Extracted data entries
····················

PR #40, opened 2018-03-06
Added support for loading more than 2100 ids in the Load() method

droyad:


droyad:
Yeh, I copied it from there. Didn't want to clash with the one in Shared.

PR #41, opened 2018-03-08
allow subclasses from column data, as well as JSON

MichaelJCompton:
Means that subtype mappings can pull from different columns as well as JSON, so allowing document hierarchies that pull from different bits of the table as well as different bits of JSON.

····················

■ EXERCISE REQUIREMENTS
Above are the records. Copy every line in them holding "opened".

■ FINAL ANSWER
PR #40, opened 2018-03-06
PR #41, opened 2018-03-08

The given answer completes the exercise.